A INTELIGÊNCIA ARTIFICIAL
NO BANCO DOS RÉUS

Será que a inteligência artificial colocará em risco o papel dos advogados e juízes? Ou seria uma alternativa para auxiliar o trabalho de nossos magistrados? Conheça aqui a opinião de um dos nomes mais respeitados dentro dessa seara digital.

Inteligência artificial é um assunto que está em voga em todos os setores profissionais, e não poderia ser diferente dentro do direito. Hoje, é tema de conversa em todos os corredores da Justiça, e há quem ainda sinta medo ou crie resistência. Porém, a IA vem sendo uma coadjuvante para ajudar no dia a dia profissional, inclusive oferecendo ferramentas cada vez mais acessíveis.

Para trazer luz sobre essa questão, nesta edição eu converso com um dos maiores especialistas em direito digital no Brasil, o advogado Walter Capanema. Entre suas muitas atribuições, é coordenador da pós-graduação em direito digital na Fundação Escola Superior do Ministério Público do Estado do Rio de Janeiro (FEMPERJ) e vice-presidente da Comissão de Proteção de Dados e Privacidade da OAB/RJ. Vamos, então, conhecer o que ele tem a dizer sobre a ainda controversa inteligência artificial.

Uma grande preocupação hoje dos jovens que pensam em ingressar na carreira da advocacia é a presença da IA no Judiciário. Será que ainda teremos advogados no futuro?

Quando as pessoas falam de IA, pensam naqueles filmes de ficção científica, em que uma inteligência artificial vai nos destruir. Espero que isso não aconteça. Mas o que vejo é que a IA está afetando vários ramos dos negócios. Especificamente em relação ao direito, podemos imaginar que diversas funções vão desaparecer, principalmente aquelas que são meramente repetitivas, como conferir documentos ou fazer um resumo deles. Essas, talvez, vão ser delegadas à IA. E já existem alguns especialistas, sobretudo na Inglaterra, dizendo que é possível que a quantidade de advogados no mundo diminua, e esses vão cuidar mais de atividades complexas que dependam de um sentimento humano.
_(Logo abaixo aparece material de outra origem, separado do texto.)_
PR #97, opened 2022-03-05
Miscellaneous bug fixes for stable/1.2

yuxies:
Some problems found in checkBilevelFeasibility()

- L525: when entering the UB solving block, the corresponding parameter `isLinkVarsIntegral_` to `computeBestUBWhenLVarsInt` was missing; this reflects the mibs paper, where the parameter was also not included (for some unknown reason?) But I think it is still necessary...
- L652: this condition will check if `(x, \hat{y})`  is bilevel feasible and mark it as a heuristic solution; the tag here is changed to explicitly `LowerIsFeasible` because the old one includes `NotSet` case, and if linking solution pool is not used, the condition will always be satisfied. The case `LowerIsInfeasible` is already filtered at `!shouldPrune_`.
- L540 & L604 (not included in this (1st) commit as I am still thinking about a good way to rearrange):  these are two `TERM`s in the UB block when the time limit is reached. However, here, labeling the solution as `NoSol`  and jumping to termination directly ignores the heuristic solution `(x, \hat{y})` check at L652.

2nd commit summary (see details in the review comments):

- L652: moved the block `(x, \hat{y})` related to right after SL-MILP is solved, and marked `HeurSol` before entering the UB block; added sorting but not yet tested;
- L540 & L604: removed the statement because of the above change.
- running tests on the RAND_BILEVEL test set

### DIFF
--- a/src/MibSBilevel.cpp
+++ b/src/MibSBilevel.cpp
@@ -517,9 +517,7 @@ MibSBilevel::checkBilevelFeasiblity(bool isRoot)
 	    storeSol = MibSRelaxationSol;
 	}
 	else{
-		for (i = 0; i < lN; i++){
-			optLowerSolutionOrd_[i] = lowerSol[i];
-	    }
+	    memcpy(optLowerSolutionOrd_, lowerSol, sizeof(double) * lN);
 	    if(isUpperIntegral_){
 	        storeSol = MibSHeurSol;
 	    }
--- a/src/MibSBilevel.cpp
+++ b/src/MibSBilevel.cpp
@@ -522,7 +522,7 @@ MibSBilevel::checkBilevelFeasiblity(bool isRoot)
 	       (((branchPar == MibSBranchingStrategyLinking) &&
 		 (isIntegral_) && (isLinkVarsFixed_)) ||
 		((computeBestUBWhenXVarsInt == PARAM_ON) && (isUpperIntegral_)) ||
-		((computeBestUBWhenLVarsInt == PARAM_ON)) ||
+		((computeBestUBWhenLVarsInt == PARAM_ON)  && (isLinkVarsIntegral_)) ||
 		((computeBestUBWhenLVarsFixed == PARAM_ON) && (isLinkVarsFixed_)))){
 		if(UBSolver_){
 		    UBSolver_ = setUpUBModel(model_->getSolver(), objVal, false);
@@ -649,7 +649,7 @@ MibSBilevel::checkBilevelFeasiblity(bool isRoot)
 		    shouldPrune_ = true;
 		}	
 	    }
-	    else if ((tagInSeenLinkingPool_ != MibSLinkingPoolTagUBIsSolved) ||
+	    else if ((tagInSeenLinkingPool_ == MibSLinkingPoolTagLowerIsFeasible) ||
 		     ((!useLinkingSolutionPool) && (isUBSolved_))){
 		for (i = 0; i < lN; i++){
 		    index = lowerColInd[i];
--- a/src/MibSBilevel.cpp
+++ b/src/MibSBilevel.cpp
@@ -442,17 +442,26 @@ MibSBilevel::checkBilevelFeasiblity(bool isRoot)
 
 	    const double * values = lSolver->getColSolution();
 	    
+		// YX: round solution before saving or passing
+		for (i = 0; i < lN; i++){			 
+		    index = lowerColInd[i];
+		    if ((lSolver->isInteger(index)) &&
+			(((values[i] - floor(values[i])) < etol) ||
+			 ((ceil(values[i]) - values[i]) < etol))){
+			    lowerSol[i] = (double) floor(values[i] + 0.5);
+		    }else{
+			    lowerSol[i] = (double) values[i];
+		    }
+	    }
+
 	    if(useLinkingSolutionPool && isLinkVarsIntegral_){
-		std::copy(values, values + lN, shouldStoreValuesLowerSol.begin());
+		std::copy(lowerSol, lowerSol + lN, shouldStoreValuesLowerSol.begin());
 		
 		//step 12
 		//Adding x_L to set E  
 		addSolutionToSeenLinkingSolutionPool
 		    (MibSLinkingPoolTagLowerIsFeasible, shouldStoreValuesLowerSol, objVal_);
 		shouldStoreValuesLowerSol.clear();
-	    }
-	    else{
-		memcpy(lowerSol, values, sizeof(double) * lN);
 	    }
 	    
 	    MibSTreeNode * node = static_cast<MibSTreeNode *>(model_->activeNode_);
@@ -477,14 +486,9 @@ MibSBilevel::checkBilevelFeasiblity(bool isRoot)
     }
 
     //step 13
-    if(((!useLinkingSolutionPool || !isLinkVarsIntegral_) && (isProvenOptimal_)) ||
+    if(((!useLinkingSolutionPool || !isContainedInLinkingPool_) && (isProvenOptimal_)) ||
        ((tagInSeenLinkingPool_ == MibSLinkingPoolTagLowerIsFeasible) ||
 	(tagInSeenLinkingPool_ == MibSLinkingPoolTagUBIsSolved))){
-
-	OsiSolverInterface *UBSolver;
-	
-	//double *lowerSol = new double[lN];
-	//CoinFillN(lowerSol, lN, 0.0);
 
 	if(useLinkingSolutionPool && isLinkVarsIntegral_){
 	    //get optimal value  of (VF) from solution pool
@@ -513,7 +517,13 @@ MibSBilevel::checkBilevelFeasiblity(bool isRoot)
 	    storeSol = MibSRelaxationSol;
 	}
 	else{
-	    memcpy(optLowerSolutionOrd_, lowerSol, sizeof(double) * lN);
+		for (i = 0; i < lN; i++){			 
+		    pos = binarySearch(0, lN - 1, i, lowerColInd);
+			optLowerSolutionOrd_[pos] = lowerSol[i];
+	    }
+	    if(isUpperIntegral_){
+	        storeSol = MibSHeurSol;
+	    }
 	}
 	
 	if(!shouldPrune_){	
@@ -531,13 +541,12 @@ MibSBilevel::checkBilevelFeasiblity(bool isRoot)
 		    UBSolver_ =setUpUBModel(model_->getSolver(), objVal, true);
 		}
 
-		UBSolver = UBSolver_;
+		OsiSolverInterface * UBSolver = UBSolver_;
 
 		remainingTime = timeLimit - model_->broker_->subTreeTimer().getTime();
 
 		if(remainingTime <= etol){
 		    shouldPrune_ = true;
-		    storeSol = MibSNoSol;
 		    goto TERM_CHECKBILEVELFEAS;
 		}
 		
@@ -601,7 +610,6 @@ MibSBilevel::checkBilevelFeasiblity(bool isRoot)
 						       (dynamic_cast<OsiSymSolverInterface *>
 							(UBSolver)->getSymphonyEnvironment()))){
 		    shouldPrune_ = true;
-		    storeSol = MibSNoSol;
 		    goto TERM_CHECKBILEVELFEAS;
 		}
 		else if (UBSolver->isProvenOptimal()){
@@ -648,22 +656,6 @@ MibSBilevel::checkBilevelFeasiblity(bool isRoot)
 		    //isProvenOptimal_ = false;
 		    shouldPrune_ = true;
 		}	
-	    }
-	    else if ((tagInSeenLinkingPool_ == MibSLinkingPoolTagLowerIsFeasible) ||
-		     ((!useLinkingSolutionPool) && (isUBSolved_))){
-		for (i = 0; i < lN; i++){
-		    index = lowerColInd[i];
-		    if ((model_->solver()->isInteger(index)) &&
-			(((lowerSol[i] - floor(lowerSol[i])) < etol) ||
-			 ((ceil(lowerSol[i]) - lowerSol[i]) < etol))){
-			optLowerSolutionOrd_[i] = (double) floor(lowerSol[i] + 0.5);
-		    }else{
-			optLowerSolutionOrd_[i] = (double) lowerSol[i];
-		    }
-		}
-		if(isUpperIntegral_){
-		    storeSol = MibSHeurSol;
-		}
 	    }
 	}
     }
--- a/src/MibSBilevel.cpp
+++ b/src/MibSBilevel.cpp
@@ -283,7 +283,7 @@ MibSBilevel::checkBilevelFeasiblity(bool isRoot)
     double remainingTime(0.0), startTimeVF(0.0), startTimeUB(0.0);
     MibSSolType storeSol(MibSNoSol);
     int lN(model_->lowerDim_); // lower-level dimension
-    int uN(model_->upperDim_); // lower-level dimension
+    int uN(model_->upperDim_); // upper-level dimension
     int i(0), index(0), length(0), pos(0);
     int sizeFixedInd(model_->sizeFixedInd_);
     double etol(model_->etol_), objVal(0.0), lowerObj(0.0);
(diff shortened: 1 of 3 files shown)


tkralphs:
This looks good so far, thanks! I'll wait for that second commit. By the way, now that we have Github Actions working, it would be nice if `make test` did some actual testing. While you're working with the code, can you look into that a bit. At a minimum, just running a few instances of different classes and making sure the solutions are correct would be good. For example, you could look at how this is done in [Dip](https://github.com/coin-or/Dip/blob/master/Dip/test/Makefile.am). In the long run, some more robust unit testing would be good.

src/MibSBilevel.cpp
```diff
@@ -442,18 +442,27 @@ MibSBilevel::checkBilevelFeasiblity(bool isRoot)
 
 	    const double * values = lSolver->getColSolution();
 	    
+		// YX: round solution before saving or passing
```
yuxies, line 445: After solving SL-MILP, round the solution before feasibility check.

src/MibSBilevel.cpp
```diff
@@ -477,15 +486,10 @@ MibSBilevel::checkBilevelFeasiblity(bool isRoot)
     }
 
     //step 13
-    if(((!useLinkingSolutionPool || !isLinkVarsIntegral_) && (isProvenOptimal_)) ||
+    if(((!useLinkingSolutionPool || !isContainedInLinkingPool_) && (isProvenOptimal_)) ||
```
yuxies, line 489: Change the condition to include case `useLinkingSolutionPool && isLinkVarsIntegral_ && isProvenOptimal_ && TagNotSet`

- noticed that `tagInSeenLinkingPool` reads the history before feasibility check and is not updated in real-time.

src/MibSBilevel.cpp
```diff
@@ -477,15 +486,10 @@ MibSBilevel::checkBilevelFeasiblity(bool isRoot)
...
        ((tagInSeenLinkingPool_ == MibSLinkingPoolTagLowerIsFeasible) ||
 	(tagInSeenLinkingPool_ == MibSLinkingPoolTagUBIsSolved))){
 
-	OsiSolverInterface *UBSolver;
```
yuxies, line 484: Cleaned and moved to UB block.

src/MibSBilevel.cpp
```diff
@@ -513,7 +517,13 @@ MibSBilevel::checkBilevelFeasiblity(bool isRoot)
 	    storeSol = MibSRelaxationSol;
 	}
 	else{
-	    memcpy(optLowerSolutionOrd_, lowerSol, sizeof(double) * lN);
+		for (i = 0; i < lN; i++){
```
yuxies, line 520: Sort the solution when saving to `optLowerSolutionOrd_`; to match the saving LR solution in `createBilevel()` and the UB block.

- this needs more tests, and not sure yet how much difference it will make...

src/MibSBilevel.cpp
```diff
@@ -649,22 +657,6 @@ MibSBilevel::checkBilevelFeasiblity(bool isRoot)
 		    shouldPrune_ = true;
 		}	
 	    }
-	    else if ((tagInSeenLinkingPool_ == MibSLinkingPoolTagLowerIsFeasible) ||
```
yuxies: Moved above

- changed `model_->solver()` to `lSolver`, as the previous one refers to the LR solver;
- add rearrangement to match LR and UB solutions;
- if satisfied, saving as a ` heurstic ` solution is not affected by UB solved or not.

src/MibSBilevel.cpp
```diff
@@ -531,13 +541,12 @@ MibSBilevel::checkBilevelFeasiblity(bool isRoot)
...
 		}
 
-		UBSolver = UBSolver_;
+		OsiSolverInterface * UBSolver = UBSolver_;
 
 		remainingTime = timeLimit - model_->broker_->subTreeTimer().getTime();
 
 		if(remainingTime <= etol){
 		    shouldPrune_ = true;
-		    storeSol = MibSNoSol;
```
yuxies, line 540: Since `storeSol` was initialized as `MibSNoSol`, its type does not need to be "downgraded" in the case already marked as `MibSHeurSol`.

tkralphs:
Is this ready to go?

yuxies:
I'm running more tests for cuts affected by the change on the server... should have a conclusion tonight.

yuxies:
There was a memory error with the 2nd commit with message `free(): invalid next size (fast)` or invalid pointer; it happened when the tree was calling `removeDeadNodes()` recursively to `removeChild()` and destructing tree node. I guess there are some array copy/assignment issue but haven't found out why...

Also I saw (fractional) watermelon cut was able to find different objective solutions with a lower objective value for some instances.

yuxies:
Ran tests using dataset `dataIBLP-DEN` and 'MIBLP-XU', and compared the result with a build of master branch last year. 

- `dataIBLP-DEN`: using pure integer cut only and no heuristics; the objective values match for all solved instances, and the current version is able to solve 2 more instances.
- 'MIBLP-XU': using hypercube IC only (default option) and no heuristics; 8/100 instances obtained a different object value (and no better in terms of min), and 52/100 resulted in longer solution times. Since many functions changed in these two builds and this dataset involves continuous variables, not sure yet where the difference came from...

yuxies:
Following up the comments above, build version `684f6c3`,  ran tests on `MIBLP-XU, and compared the results between current commits vs. version `684f6c3`

- there is only 1 instance with a different objective value observed, which is actually a better min found in less solution time. So I think the commits in this pull request work fine.

src/MibSBilevel.cpp
```diff
@@ -442,18 +442,27 @@ MibSBilevel::checkBilevelFeasiblity(bool isRoot)
 
 	    const double * values = lSolver->getColSolution();
 	    
+		// YX: round solution before saving or passing
+		for (i = 0; i < lN; i++){			 
+		    index = lowerColInd[i];
+		    if ((lSolver->isInteger(index)) &&
```
yuxies, line 448: Question:

- Also wanted to confirm the variable rounding logic here: besides the tolerance requirement, do we round a variable when the LR solver says the variable should be an integer? or when the current (eg. SL-MILP) solver recognizes it? 
- The question came from the Master version, where in commit 4f2a5312a57696acecbc84ea715530695fe31711, the solver was changed from UBSolver to the LR solver when saving UB solutions.

tkralphs: > do we round a variable when the LR solver says the variable should be an integer? or when the current (eg. SL-MILP) solver recognizes it?

I don't really understand what you're asking. The rounding should be done when we have what is claimed to be an integer feasible solution by whatever solver gave us that solution, but some of the integer variables don't have exact integer values. I don't even know that we need to check tolerance at that point, since the solver has already claimed it as an integer solution. 

I didn't quite see what you are pointing to in 4f2a531 that is related. That commit doesn't look like it changed anything overall, other than allow for multiple blocks in the second-level problem..

src/MibSBilevel.cpp
```diff
@@ -517,8 +517,9 @@ MibSBilevel::checkBilevelFeasiblity(bool isRoot)
 	    storeSol = MibSRelaxationSol;
 	}
 	else{
-		for (i = 0; i < lN; i++){			 
-		    pos = binarySearch(0, lN - 1, i, lowerColInd);
+		for (i = 0; i < lN; i++){
+			index = lowerColInd[i];
+			pos = binarySearch(0, lN - 1, index, lowerColInd);
```
tkralphs: I don't see how this can be correct. `index` is in `lowerColInd` at position `i` by construction so `pos` will always be `i` here I think. This entirely change the logic here. But yeah, I guess I see how `i` was also not the right thing to have searched for in `lowerColInd`, since it is obviously not the index of the column, but an index of a position in lowerColInd (I guess you know what I mean).

The connection to the second commit above is beyond me, though, and I have no idea at all how this could fix a bug that resulted in a crash in `removeDeadNodes()` Could you explain a little more?

src/MibSBilevel.cpp
```diff
@@ -518,9 +518,7 @@ MibSBilevel::checkBilevelFeasiblity(bool isRoot)
 	}
 	else{
 		for (i = 0; i < lN; i++){
-			index = lowerColInd[i];
-			pos = binarySearch(0, lN - 1, index, lowerColInd);	
-			optLowerSolutionOrd_[pos] = lowerSol[i];
+			optLowerSolutionOrd_[i] = lowerSol[i];
```
tkralphs: OK, yes, I guess you realized that doing a binary search here doesn't make sense. But I'm still confused how such a fundamental bug could have persisted for so long. So the solutions MibS prints out have always been wrong?

src/MibSBilevel.cpp
```diff
@@ -517,9 +517,7 @@ MibSBilevel::checkBilevelFeasiblity(bool isRoot)
 	    storeSol = MibSRelaxationSol;
 	}
 	else{
-		for (i = 0; i < lN; i++){
-			optLowerSolutionOrd_[i] = lowerSol[i];
-	    }
+	    memcpy(optLowerSolutionOrd_, lowerSol, sizeof(double) * lN);
```
tkralphs, line 520: Hmm, OK, I'm confused...

tkralphs:
>Following up the comments above, build version https://github.com/coin-or/MibS/commit/684f6c3b9dc98018e9d0aa480f5b2ac2c3584b6e, ran tests on MIBLP-XU, and compared the results between current commits vs. version 684f6c3
> - there is only 1 instance with a different objective value observed, which is actually a better min found in less solution time. So I think the commits in this pull request work fine.

So there was a bug that was fixed then? What exactly is the reason why the one instance gets a different result. Can you figure out what commit exactly caused the solution value to change in that one instance. We should ideally really understand what happened here. Perhaps you have a guess.

tkralphs:
> using hypercube IC only (default option) and no heuristics; 8/100 instances obtained a different object value (and no better in terms of min), and 52/100 resulted in longer solution times. 

So master is buggy or what? What has changed that could make the difference? Can you try to figure out what the true optimal solutions are by doing some runs with and without cuts in both master and stable and see where there is agreement? Ideally, we would track down the bugs wherever there is disagreement to understand what is going on here.

I (think I) did some runs with MIBLP-XU both with and without cuts in stable/1.2 and I thought all the solutions were the same for the commit I was testing.

src/MibSBilevel.cpp
yuxies: > The rounding should be done when we have what is claimed to be an integer feasible solution by whatever solver gave us that solution

> I didn't quite see what you are pointing to in 4f2a5312a57696acecbc84ea715530695fe31711 that is related.

I was referring to the change at L819/870 and L833/884, where after the change the UB solutions are "judged" by the Relaxation `oSolver` but not the `UBSolver`. (Before this PR, the SL-MILP solution was also paired with the relaxation solver at [here](https://github.com/coin-or/MibS/blob/stable/1.2/src/MibSBilevel.cpp#L656).)

src/MibSBilevel.cpp
yuxies: I am still working on understanding how the indexing system works for `lowerSol` and its copies... so this last commit basically changed this single `memcpy` line back to before the pull request since it would provide the same output as before.

>  how this could fix a bug that resulted in a crash in `removeDeadNodes()`

The crash mentioned above was caused by the indexing error before the last fix, i.e. the unnecessary binary search using `i`: I guess some space with the wrong index was deleted twice when the tree manager cleans up after some iterations.

src/MibSBilevel.cpp
tkralphs: I see. I don't see exactly why that change was made, but an OsiSolverInterface object can store integrality information even when it is being use to solve the LP relaxation. I guess the solver object has the integrality information and it is being pulled from there for some reason, but the solution that is being rounded must have actually come from an MILP solver. I don't know without looking in more detail. It's also possible there's just a bug.

src/MibSBilevel.cpp
tkralphs: Hmm, OK, but why is this causing a problem now when it had been working fine...

yuxies: This still works fine and does not cause any problem right now! The problem was caused by the addition of `i` to `index` match that I added earlier (and now removed 😁 )

src/MibSBilevel.cpp
yuxies: Okay... And when setting up, the SL-MILP solvers and UB solvers "inherit" the integrality information from the LP relaxation solver. So if this integrality information in the LP solver does not change after obtaining solutions to the SL-MILP/UB problems, it can be reused.

Thank you 😀

tkralphs: Yes, what you said seems correct.

tkralphs:
What's the status here?

yuxies:
Ran branch-only experiments on MIBLP-XU and found some ??

- fractional branching by itself is even not sufficient to solve any instances in the set; usually after 1-2 iterations, the typical "cannot branching" error message shows; one example is the instance `bmilplib_10_6.out`, the default fractional branching + hypercube cut method cannot find any solution, but using only linking branching can find a solution after processing 10 nodes.
- (so that some of the differences may be attributed to the different branching methods?)
- linking branching method may have some issues with the cut generator setting since even though I turned on the hypercube cut and the output log confirmed that `Hypercube IC generator is on`, no cut was actually generated (according to the log), even for non-trivial instances that would find a solution after 1000+ nodes. So with or without the cut, the results were the same... 

So the investigation is still going on...

tkralphs:
Yes, you cannot use fractional branching without cuts. You have to be able to branch on variables that already have integer values because there is otherwise no way to continue the algorithm once an infeasible integer solution is produced. 

As for why no hypercube cuts are generated, I guess it should be easy to debug that. The generator is only called when the upper level solution is integer, so one way it would never be called is if the upper level solutions is never integer. I doubt that would happen, though. Once we have an integer infeasible solution, then we should always be able to cut it off with a hypercube cut. Can you verify whether the cut generator is being called and no cut is generated or it's just never being called?

yuxies:
The cut works fine! I forgot to change some parameters when running experiments...:cry: 

- so linking branching with vs. w/o hypercube IC: **3** instances that disagree on the objective value;
- linking branching vs. fractional branching, both with hypercube IC: **13** instances disagree; 

Still reading the logs and trying to find where the differences come from...

yuxies:
Regarding the last comment, I think the hypercube intersection cut removes one or more feasible nodes in the process, as the lower bound increases quickly after the cuts are added. Not sure if it is caused by numerical issues? 

More detailed running results of the test set can be found in the summary table in this [Google sheet.](https://docs.google.com/spreadsheets/d/1yIE3Afk_tQhXg9as2yWcPBfQYLw0798S/edit?usp=sharing&ouid=112426559758643619078&rtpof=true&sd=true)

tkralphs:
Any progress on this?

yuxies:
The above commit 5fc6339889fdbf86638eec8160efa32e51d97bec fixed the type of variable `useIncObjCut` in cut generator. 

- When not `turnOffOtherCuts`, because of a recent [condition change](https://github.com/coin-or/MibS/commit/225aebd8ae3e5fe7ff534b33b930e13ad80844f8#diff-849389bbcd814d3b187e1c2f3ab434dfe6af22e57069fa87a7c5d360bcbfcfccR3413) in MibSModel and var's ["int" type](https://github.com/coin-or/MibS/commit/f7c1011d578b42c4cee5236444fa7ef759790f3d#diff-a05333510ae67f0dd45fa67bdd1f56f3c94e6f2921d4e114c07f6ec9fd1f6dedR64) , the reading [here](https://github.com/coin-or/MibS/blob/stable/1.2/src/MibSCutGenerator.cpp#L5919) will force a `NOTSET` parameter to become `TURE`.

yuxies:
The difference was not caused by hypercube cuts, but by a solution verification condition check. 

- Since I moved the heuristic solution labeling of SL-MILP solution to the front before solving UB, when UB is solved but not optimal, the heuristic solution may be infeasible but the tag was not updated to `NoSol`. Then the feasibility check may be mistaken in some cases and pass a bilevel infeasible solution.

tkralphs (commented):
It's strange that this was a `bool`, while others were `int`. It seems to have been this way "since the beginning" for some reason. We should definitely be consistent. I also see at least a few other `bool` that perhaps should be `int` for consistency. 

However, switching to `int` seems to be patching over what is really another bug. No parameter should remain unset after initial parameter processing. The intent of the `NOTSET` indicator is to say that the user did not set the parameter and in that case, the parameter value should be set to some default, not left unset. In that way, the integer value should always be expected to be 0 or 1 and interpretable as a bool later on in the code. 

In the context here, we could really switch _all_ these variables to being bools, but then we should also switch to testing whether they are `TRUE`/`FALSE` rather than set to `PARAM_ON`. Perhaps it's better to leave it as is.

We could add asserts somewhere, though, to check that no parameter remains unset after processing. 

So in another words, it looks like my commit introduced a bug. Does it make sense?

tkralphs:
So are we good to go now, then?

yuxies:
> the parameter value should be set to some default, not left unset.

Now this cut is turned off in 72affa5b654084506bbe8971b73a1ab4afc01ee3 when not valid.

Did a few more tests today, and this PR should be ready!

Então, no direito, o que podemos dizer que ainda é ficção e o que já é realidade?
A ficção estaria no que pode ser chamado de IA geral, que é a capacidade de se comportar como ser humano em várias atividades. O que temos até agora é uma IA específica. Ou seja, ela pensa como um ser humano em atividades específicas. No direito, vejo isso em duas situações: na criação e revisão de documentos e petições, o que acho interessante, e na análise de documentos, o que me parece mais importante. Isso porque os processos estão cada vez maiores. Imagine receber um PDF com centenas de páginas, e aí você usa a IA não só para resumir esse documento mas também para “traduzi-lo”. Por exemplo, se for um processo em que haja um laudo complicadíssimo sobre uma questão de saúde, só quem vai entender é o perito. Então, você pode falar para a IA: “Traduza esse documento e, se puder, faça uma analogia com algo do direito”. Eu vejo isso como uma grande contribuição.
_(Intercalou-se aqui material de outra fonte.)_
PR #101, opened 2022-05-17
fix typo in function name: checkFeasibility

yuxies:
MibSBilevel.cpp: change function name; also add brackets to one line statement inside if;
MibSBilevel.hpp: change function name;


tkralphs (approved):
I'll merge this, but in the future, just try to make each commit atomic and to make pull requests only about one fix at a time. In this PR, you have a couple different unrelated things going on and the commit to fix the typo includes additional unrelated stuff.

PR #179, opened 2015-09-24
Don't touch deps.jl at all if do_install is false

staticfloat:
@Keno could you please take a look at this to see if it's in the spirit of the `do_install` flag?  Essentially, without this, when creating a `PackageContext` with `do_install` set to `false` (as [happens in `BinDeps.debug`](https://github.com/JuliaLang/BinDeps.jl/blob/1803cfc2c0b2a044b2753c8e634c2775185f0329/src/debug.jl#L51-L54)) `deps.jl` gets clobbered, wiping out the build configuration.  With this change, `deps.jl` doesn't get touched at all when `do_install` is set to `false`, which (as far as I can tell) is what is the intended behavior.  If there's some other circumstance I'm not thinking of, please let me know. [Here's one case](https://github.com/JuliaLang/BinDeps.jl/blob/1803cfc2c0b2a044b2753c8e634c2775185f0329/src/dependencies.jl#L889) where `do_install` is set to `false` (and I believe this case would also benefit from this change), but in [the last case](https://github.com/JuliaLang/BinDeps.jl/blob/1803cfc2c0b2a044b2753c8e634c2775185f0329/src/dependencies.jl#L959) where `do_install` is set to `false`, I'm less confident.  Thanks.

### DIFF
--- a/src/dependencies.jl
+++ b/src/dependencies.jl
@@ -795,33 +795,33 @@ macro install(_libmaps...)
                                 end
                             end
                         end
-                    end
 
-                    # Generate "deps.jl" file for runtime loading
-                    depsfile = open(joinpath(splitdir(Base.source_path())[1],"deps.jl"), "w")
-                    println(depsfile,
-                        """
-                        # This is an auto-generated file; do not edit
-                        """)
-                    println(depsfile, "# Pre-hooks")
-                    println(depsfile, join(pre_hooks, "\n"))
-                    println(depsfile,
-                        """
-                        # Macro to load a library
-                        macro checked_lib(libname, path)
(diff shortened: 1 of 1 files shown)


Keno:
You're right about the first case. The second case is a little ambiguous. It exists to force building with a particular method. Arguably it should write a `deps.jl` file, but only considering the passed in method. I think for now it's fine not to generate the deps.jl file.

staticfloat:
Wouldn't we want `do_install` set to `true` in that case?  Unless you want it to write `deps.jl` without actually installing dependencies?  So in that case we'd need a `do_install` flag as well as a `write_depsjl` flag.

Keno:
The problem is that as written the logic in the install macro looks at
every method not just the given one. Originally the install macro would
just call satisfy! which is what the build function then does manually (but
only with the selected method). Over time more stuff got added to the
install macro that probably should have been reflected there. In any case,
the reps.jl file it currently creates is probably broken, so this can't be
worse. Fixing it properly would involve refactoring the install macro.

staticfloat:
So...... merge when green?

PR #185, opened 2015-10-31
Fix dlopen c api change

### LINKED ISSUE #184: julia0.5 dlopen api change
PR https://github.com/JuliaLang/julia/pull/13796 caused issues for BinDeps where it does a direct ccall to a function that no longer exists in base at https://github.com/JuliaLang/BinDeps.jl/blob/e35913637c1c30149bcc7bdba5bd5ebede711efa/src/dependencies.jl#L510-L519l

yuyichao:
Caused by JuliaLang/julia#13796

Also fix tests when the build is running in a separate process and BinDeps is not pulled in at runtime.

Como o Conselho Nacional de Justiça (CNJ) encara a utilização da IA nas sentenças judiciais?
Quanto a isso, o CNJ passou por dois grandes momentos. Uns cinco anos atrás, baixou uma resolução que estabelecia o uso da IA no Judiciário. Mas, nessa época, ainda não existia o ChatGPT. Agora, em março, o CNJ trouxe uma nova resolução estabelecendo o uso da IA pelos juízes, no que se refere às ferramentas da IA generativa, ou seja, capazes de gerar conteúdo. É uma resolução bem complexa, com mais de 40 artigos e situações em que os juízes não podem usar, e outras em que eles podem, mas precisam de um parecer técnico antes para avaliar o impacto. E também há situações mais simples, em que eles poderiam usar abertamente.

Há várias opções de aplicativos no mercado. Como escolher aqueles que seriam mais confiáveis?
Hoje, é difícil indicar qual é a melhor, porque as IAs estão avançando dia após dia. Mas, para saber se uma IA é boa para você, sugiro fazer um teste de acurácia. Você coloca o seu prompt (tanto com uma questão complicada quanto com outra mais simples) e verifica se a resposta atende ao seu comando. Se vier uma resposta maluca, já saberá que essa IA não é boa para você.

Recentemente, fiquei sabendo que a IA utilizada por um aplicativo de transporte urbano está detectando o percentual de bateria do celular do usuário, e se tiver menos de 10%, a tarifa fica mais alta. Legalmente, pode-se fazer isso?
Podemos entender que é uma violação do Código de Defesa do Consumidor, porque a alteração do preço se utiliza de uma fragilidade do consumidor, que nem tem a noção disso. Outro exemplo seria uma mulher pedindo um carro, estando à noite numa área pouco movimentada e com apenas 5% de bateria. O app sabe dessa situação e manda uma proposta de valor alto para a corrida, e, muito provavelmente, ela não vai resistir. Então, a empresa utiliza os vários dados que captou daquele passageiro, mas ninguém lê os termos de privacidade. Essas empresas nos perfilam e, a partir daí, decidem contra a gente.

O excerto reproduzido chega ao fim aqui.